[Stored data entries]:
####

PR #2002, opened 2022-12-28
WIP: cms stage

mo271:
Work towards fixing #1880.

This is currently only a rough draft.

Co-authored-by: Zoltan Szabadka <szabadka@google.com>

PR #2012, opened 2022-12-31
cjxl: add --use_original_profile option

Traneptora:
Enable --use_original_profile on the command-line tool cjxl, which makes libjxl avoid the XYB transform and encode the image in the same color space as the original image. This is potentially useful if the original ICC profile needs to be preserved.

### DIFF
--- a/lib/extras/enc/jxl.cc
+++ b/lib/extras/enc/jxl.cc
@@ -91,7 +91,7 @@ bool EncodeImageJXL(const JXLCompressParams& params, const PackedPixelFile& ppf,
         std::max<uint32_t>(num_alpha_channels, ppf.info.num_extra_channels);
     basic_info.num_color_channels = ppf.info.num_color_channels;
     const bool lossless = params.distance == 0;
-    basic_info.uses_original_profile = lossless;
+    basic_info.uses_original_profile = lossless || params.uses_original_profile;
     if (params.override_bitdepth != 0) {
       basic_info.bits_per_sample = params.override_bitdepth;
       basic_info.exponent_bits_per_sample =
--- a/lib/extras/enc/jxl.h
+++ b/lib/extras/enc/jxl.h
@@ -47,6 +47,8 @@ struct JXLCompressParams {
   // Upper bound on the intensity level present in the image in nits (zero means
   // that the library chooses a default).
   float intensity_target = 0;
+  // Override uses_original_profile
+  bool uses_original_profile = false;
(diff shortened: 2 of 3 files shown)


jyrkialakuijala:
I am not sure of the implications -- will this actually store the colors in original or still in xyb and only recover the original color profile.

possibly the flag name could make explicit which one it is

if it stores colors in the original profile, it likely breaks all psychovisual optimizations (such as adaptive quantization, smoothing and ac-strategy) since they all silently assume xyb

in our internal xyb coding we have the luma component in index 1, whereas most codings would have it likely at 0 -- and some color codings don't have luma at all

thebombzen:
> I am not sure of the implications -- will this actually store the colors in original or still in xyb and only recover the original color profile.

As far as I'm aware, `uses_original_profile` in the basic info struct of the libjxl API disables XYB-encoding. So the option would basically disable XYB and pass through the original profile image.

The reason you might want to do this is that as far as I'm aware, if the original ICC is something weird (e.g. the green bench), then libjxl doesn't let you recover the original profile and also request pixels in the space described by that profile. 

And yes this generally would not be desired unless you specifically needed to recover pixels in the space described by the original profile, which is why I hid it behind --verbose. That being said, I could add better documentation. I could also rename the option --disable_xyb or something of that form, if that's a bit more clear.

jonsneyers:
I think that what you want here will be possible in a different and better way when https://github.com/libjxl/libjxl/pull/2002 is done.

In my opinion, not doing lossy compression in XYB just to circumvent the issue that the current decoder cannot handle arbitrary ICC profiles (while the current encoder can) seems like a bad idea. We should just make it so that the decoder can give you the pixels in the original colorspace, regardless of whether that's an enum space or a space that requires a full CMS. In the lightweight decoder-only dependency-free `libjxl_dec` this will not work (unless you bring your own cms and plug it in via the interface we provide), but in the full `libjxl` we depend on a cms anyway (for the encoder) so there is no reason why we can't just make it work on the decode side too.

That's exactly what https://github.com/libjxl/libjxl/pull/2002 is all about and it's one of the most important final pieces of functionality/polishing still missing for version 1.0, imo.

This said, there might be other reasons to not use XYB, e.g. if the image data is not visual at all or optimizing perceptually is not desired. This could be an interesting option to add for that reason. I'd indeed put the option in a somewhat hidden spot (maybe even behind `--allow_expert_options`), since this is not something you'd generally want to do when doing lossy compression on images aimed at human consumption.

PR #2015, opened 2023-01-02
[fast-lossless] Speedup and enable (if supported) AVX512 by default 

veluca93:
With the RLE improvements and the changes here, AVX512 is about 50% faster than AVX2 on a i7-11850H.

```
Before, AVX2:
build/fast_lossless /tmp/noise-4.ppm
   245.864 MP/s
    14.668 bits/pixel
build/fast_lossless /tmp/noise-6.ppm
   236.304 MP/s
    20.813 bits/pixel
build/fast_lossless /tmp/noise-8.ppm
   241.526 MP/s
    26.878 bits/pixel
build/fast_lossless /tmp/noise-10.ppm
   164.410 MP/s
    32.878 bits/pixel
build/fast_lossless /tmp/noise-11.ppm
   161.683 MP/s
    35.897 bits/pixel
build/fast_lossless /tmp/noise-12.ppm
   159.196 MP/s
    38.912 bits/pixel
build/fast_lossless /tmp/noise-13.ppm
   159.249 MP/s
    41.925 bits/pixel
build/fast_lossless /tmp/noise-14.ppm
   141.446 MP/s
    48.705 bits/pixel
build/fast_lossless /tmp/noise-15.ppm
   117.555 MP/s
    62.039 bits/pixel
build/fast_lossless /tmp/noise-16.ppm
   119.843 MP/s
    66.092 bits/pixel
build/fast_lossless /data/jpeg_xl_data/imagecompression.info.rgb8/artificial.ppm
   401.069 MP/s
     2.677 bits/pixel
build/fast_lossless /data/jpeg_xl_data/imagecompression.info.rgb16/artificial.ppm
   185.927 MP/s
    10.235 bits/pixel



Before, AVX512:
build/fast_lossless /tmp/noise-4.ppm
   288.877 MP/s
    14.668 bits/pixel
build/fast_lossless /tmp/noise-6.ppm
   274.973 MP/s
    20.813 bits/pixel
build/fast_lossless /tmp/noise-8.ppm
   268.379 MP/s
    26.878 bits/pixel
build/fast_lossless /tmp/noise-10.ppm
   176.508 MP/s
    32.878 bits/pixel
build/fast_lossless /tmp/noise-11.ppm
   173.567 MP/s
    35.897 bits/pixel
build/fast_lossless /tmp/noise-12.ppm
   167.652 MP/s
    38.912 bits/pixel
build/fast_lossless /tmp/noise-13.ppm
   164.720 MP/s
    41.925 bits/pixel
build/fast_lossless /tmp/noise-14.ppm
   147.509 MP/s
    48.705 bits/pixel
build/fast_lossless /tmp/noise-15.ppm
   131.819 MP/s
    62.039 bits/pixel
build/fast_lossless /tmp/noise-16.ppm
   133.364 MP/s
    66.092 bits/pixel
build/fast_lossless /data/jpeg_xl_data/imagecompression.info.rgb8/artificial.ppm
   492.252 MP/s
     2.828 bits/pixel
build/fast_lossless /data/jpeg_xl_data/imagecompression.info.rgb16/artificial.ppm
   215.241 MP/s
    10.298 bits/pixel




After, AVX512:
build/fast_lossless /tmp/noise-4.ppm
   401.756 MP/s
    14.668 bits/pixel
build/fast_lossless /tmp/noise-6.ppm
   380.501 MP/s
    20.813 bits/pixel
build/fast_lossless /tmp/noise-8.ppm
   359.672 MP/s
    26.878 bits/pixel
build/fast_lossless /tmp/noise-10.ppm
   232.566 MP/s
    32.878 bits/pixel
build/fast_lossless /tmp/noise-11.ppm
   228.881 MP/s
    35.897 bits/pixel
build/fast_lossless /tmp/noise-12.ppm
   221.053 MP/s
    38.912 bits/pixel
build/fast_lossless /tmp/noise-13.ppm
   224.517 MP/s
    41.925 bits/pixel
build/fast_lossless /tmp/noise-14.ppm
   216.443 MP/s
    48.705 bits/pixel
build/fast_lossless /tmp/noise-15.ppm
   196.745 MP/s
    62.039 bits/pixel
build/fast_lossless /tmp/noise-16.ppm
   198.877 MP/s
    66.092 bits/pixel
build/fast_lossless /data/jpeg_xl_data/imagecompression.info.rgb8/artificial.ppm
   598.934 MP/s
     2.828 bits/pixel
build/fast_lossless /data/jpeg_xl_data/imagecompression.info.rgb16/artificial.ppm
   305.824 MP/s
    10.298 bits/pixel
```

### DIFF
--- a/.github/workflows/build_test.yml
+++ b/.github/workflows/build_test.yml
@@ -46,7 +46,7 @@ jobs:
           # Build scalar-only hwy instructions.
           - name: scalar
             mode: release
-            cxxflags: -DHWY_COMPILE_ONLY_SCALAR
+            cxxflags: -DHWY_COMPILE_ONLY_SCALAR -DFJXL_ENABLE_AVX2=0 -DFJXL_ENABLE_AVX512=0
           # Disabling optional features to speed up msan build a little bit.
           - name: msan
             skip_install: true
--- a/lib/jxl/enc_fast_lossless.cc
+++ b/lib/jxl/enc_fast_lossless.cc
@@ -18,10 +18,47 @@
 #include <memory>
 #include <vector>
 
+// Enable NEON and AVX2/AVX512 if not asked to do otherwise and the compilers
+// support it.
 #if defined(__aarch64__) || defined(_M_ARM64)
 #include <arm_neon.h>
+
+#ifndef FJXL_ENABLE_NEON
+#define FJXL_ENABLE_NEON 1
+#endif
+
 #elif defined(__x86_64__) || defined(_M_X64)
 #include <immintrin.h>
+
+// TODO(veluca): MSVC support for dynamic dispatch.
+#if defined(__clang__) || defined(__GNUC__)
+
+#ifndef FJXL_ENABLE_AVX2
+#define FJXL_ENABLE_AVX2 1
+#endif
+
+#ifndef FJXL_ENABLE_AVX512
+// On clang-7 or earlier, and gcc-8 or earlier, AVX512 seems broken.
+#if (defined(__clang__) && __clang_major__ > 7) || \
+    (defined(__GNUC__) && __GNUC__ > 8)
+#define FJXL_ENABLE_AVX512 1
+#endif
+#endif
+
+#endif
+
+#endif
+
+#ifndef FJXL_ENABLE_NEON
+#define FJXL_ENABLE_NEON 0
+#endif
+
+#ifndef FJXL_ENABLE_AVX2
+#define FJXL_ENABLE_AVX2 0
+#endif
+
+#ifndef FJXL_ENABLE_AVX512
+#define FJXL_ENABLE_AVX512 0
 #endif
 
 namespace {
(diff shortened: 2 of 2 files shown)


jonsneyers:
While avx512 now makes a lot more sense to use by default, I am not entirely comfortable with the idea of getting slightly worse compression just because you have a cpu that can do wider SIMD.
In particular, I can imagine that you'd still want to have the slightly better compression and use avx2 only, which is still much faster than e2.

Is there a way to make avx512 and avx2 produce the same output? If not, then maybe we should add an e0 that does the simd-width-dependent thing, and keep e1 like it is now, independent of simd width (even if that means not using avx512, or at least not where it makes a difference in compression).

veluca93:
> While avx512 now makes a lot more sense to use by default, I am not entirely comfortable with the idea of getting slightly worse compression just because you have a cpu that can do wider SIMD. In particular, I can imagine that you'd still want to have the slightly better compression and use avx2 only, which is still much faster than e2.
> 
> Is there a way to make avx512 and avx2 produce the same output? If not, then maybe we should add an e0 that does the simd-width-dependent thing, and keep e1 like it is now, independent of simd width (even if that means not using avx512, or at least not where it makes a difference in compression).

You already get this behaviour anyway with avx2 Vs no-avx (which get somewhat better compression still). Given that the difference is minimal (a couple of % in rle-heavy areas), I wouldn't be too worried.

jyrkialakuijala:
I'm with Luca -- I strongly believe that especially with fast lossless and other fastest encoding options we need to match the coding decisions to the simd width, but we may want to do that even in slower modes, depending on the density/speed impact.

In the fast lossless the weight on density is pretty minimal and we just need a fast coding for the use case of loading an album of images, applying a color correction/processing and saving them back. Think 500 studio quality photographs processed this way. This kind of speed improvements are the thing that put JPEG XL on the map for raw-like storage for photo editing tools. This is not a fully theoretical use case, but one where JPEG XL already is the best performer -- so making it stronger will further increase the appeal and utility.

jyrkialakuijala (approved):
Ideally there would some more guiding comments on the purpose of the functions.

jonsneyers:
For the artificial.ppm image, the compression difference is a bit over 5%. This is an image that benefits from rle, but maybe for some screenshot images the difference is even larger.

Of course 600 Mp/s instead of 400 MP/s is very nice, but for most 'normal' use cases, both are just 'more than fast enough' / 'image saves instantly'. In that sense I think 5% compression gain can be preferable over 50% speed improvement.

It's mostly just confusing ux, imo, that doing the same thing from the user pov (saving an image at e1) can produce a noticeably larger file after getting a better computer, while the time to encode is probably not noticeably different (going from 10ms to 7ms is not something humans can generally appreciate).

I am not opposed to doing that anyway by default, but there should at least be an option (preferably a runtime option) to get the 'consistent result' behavior as opposed to the 'best trade-off' behavior.

veluca93:
> Ideally there would some more guiding comments on the purpose of the functions.

git and GitHub made an absolute mess at rendering the diff - in practice there are only three new functions (`AppendBytesWithBitOffset`, `StoreToWriter` and `StoreToWriterAVX512`), whose name and type signature I think make the purpose sufficiently clear.

veluca93:
> For the artificial.ppm image, the compression difference is a bit over 5%. This is an image that benefits from rle, but maybe for some screenshot images the difference is even larger.
> 
> Of course 600 Mp/s instead of 400 MP/s is very nice, but for most 'normal' use cases, both are just 'more than fast enough' / 'image saves instantly'. In that sense I think 5% compression gain can be preferable over 50% speed improvement.
> 
> It's mostly just confusing ux, imo, that doing the same thing from the user pov (saving an image at e1) can produce a noticeably larger file after getting a better computer, while the time to encode is probably not noticeably different (going from 10ms to 7ms is not something humans can generally appreciate).
> 
> I am not opposed to doing that anyway by default, but there should at least be an option (preferably a runtime option) to get the 'consistent result' behavior as opposed to the 'best trade-off' behavior.

The way I see it, -e 1 = absolute fastest you can get with decent compression, and -e 2 is where you start making more meaningful tradeoffs between speed and compression. There is I think some space for a fancier encoding method at effort 2, for example by doing very simple generic lz77 and having a simple decision tree.

jyrkialakuijala:
Jon, you can relatively easily increase consistency by not using the avx/avx2/avx512 code paths, but I'd consider it a rare need. I believe in some compilations we generate the code for several simd paths, so it would be technically possible to dynamically choose weaker codes when needed.

Consider discussing this with Jan on highway -- possibly it should be solved and supported at highway level rather than just hacked into libjxl.

jyrkialakuijala (approved):

jyrkialakuijala (approved):

PR #2018, opened 2023-01-03
Fix big-endian test for float16

malaterre:
The following commit allow the
`DecodeTest/DecodeTestParam.PixelTest/301x33*f16*` test family to pass on big-endian architectures.


mo271:
fyi: The failure in Cross-compiling was there before and is in the process of being fixed.

szabadka (approved):

PR #2025, opened 2023-01-04
remove TODO about SCALAR

mo271:
Should be done after #2023.


szabadka (commented):
I just realized that the reason I could not tighten the expectation is that the baseline is wrong. Could you also update the expectation to 40018 and lower the bound to 10?

mo271:
Done

szabadka (approved):

PR #2028, opened 2023-01-04
Add an -e10 option for best lossless compression

veluca93:


lib/jxl/enc_modular.cc
```diff
@@ -1417,6 +1417,7 @@ Status ModularFrameEncoder::PrepareStreamParams(const Rect& rect,
       case SpeedTier::kKitten:
         nb_rcts_to_try = 9;
         break;
+      case SpeedTier::kGlacier:
```
jonsneyers, line 1420: Could consider to try even more RCTs. IIRC, the 19 are the unique ones up to permutation, but with the extra properties, permutations could make a difference. Probably not worth it but it might be interesting to check how much of a difference it can make...

jonsneyers (approved):

PR #2029, opened 2023-01-05
Improve parallelization of e10.

veluca93:


mo271 (approved):

lib/jxl/enc_frame.cc
```diff
@@ -1152,8 +1140,34 @@ Status EncodeFrame(const CompressParams& cparams_orig,
...
+        },
+        "Compress kGlacier"));
+    JXL_RETURN_IF_ERROR(num_errors.load(std::memory_order_relaxed) == 0);
+
+    size_t best_idx = 0;
+    for (size_t i = 1; i < all_params.size(); i++) {
+      if (size[best_idx] > size[i]) {
+        best_idx = i;
+      }
+    }
```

####

Search the records above for "guiding". Copy each line where it is found.

Ideally there would some more guiding comments on the purpose of the functions.
> Ideally there would some more guiding comments on the purpose of the functions.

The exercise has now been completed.